Development of a Novel 'Imbalanced' CD20/CD3 Bispecific Antibody by Computational Design

摘要

Bispecific antibodies(BsAb) with a CD3 binding arm to recruit and activate T cells have been widely studied for cancer therapy. However, many of these BsAb formats eliminated antibody effector functions considering safety concerns. To "safely" maintain the effector functions and expand the applications of these BsAbs, we developed a novel "imbalanced bispecific antibody technology platform" based on computational antibody design.

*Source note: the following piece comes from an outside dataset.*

PR #1851, opened 2026-03-03
refactor: replace `cfg_if!` with the now built-in `cfg_select!`

ROMemories:
# Description

`cfg_select!` has just been stabilized, and [is part of Rust 1.95](https://doc.rust-lang.org/stable/core/macro.cfg_select.html). This PR replaces almost all occurrences of the `cfg_if!` macro (from the `cfg-if` crate) and removes the dependency on `cfg-if` everywhere, except in `ariel-os-boards`, which is generated by `sbd-gen` and is therefore out of scope of this PR. This PR also only takes care of replacing usage of `cfg_if!`, other refactors stemming from the new availability of `cfg_select!`, if any, are also out of scope.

A CD20/CD3 "imbalanced bispecific antibody" as first proof of concept, was designed to contain the following features: 1) CD3 binding affinity was significantly reduced to increase safety. 2) ADCC/CDC effector functions were maintained in order to broaden clinical implementation. 3) Biochemical and biophysical features of the CD20 binding arm and the CD3 binding arm of this "KIH + common light chain" version BsAb were differentiated to enable better isolation of BsAb during downstream purification process. Because of these designs, using in vitro assay system, this antibody showed better CD20+ Raji cell killing efficacy than that of CD20 homodimer and Rituxan in the presence of human PBMCs. Meanwhile, this antibody failed to kill CD3+ Jurkat cells or deplete normal T cell under the same condition. Therefore, we inferred that this antibody may illustrate promising wider clinical applications than current anti-CD20 cancer therapies: 1) Compared to Rituxan and it's biobetters, this antibody has T cell recruiting function; 2) Compared to CAR-T/ other T cell recruiting therapies, this antibody maintains functional effector function; 3)this antibody didn't show any safety concern in vitro. Taken together, the CD20/CD3 antibody and novel platform we created may contribute to the fulfillment of the unmet needs in the field of targeted cancer therapies.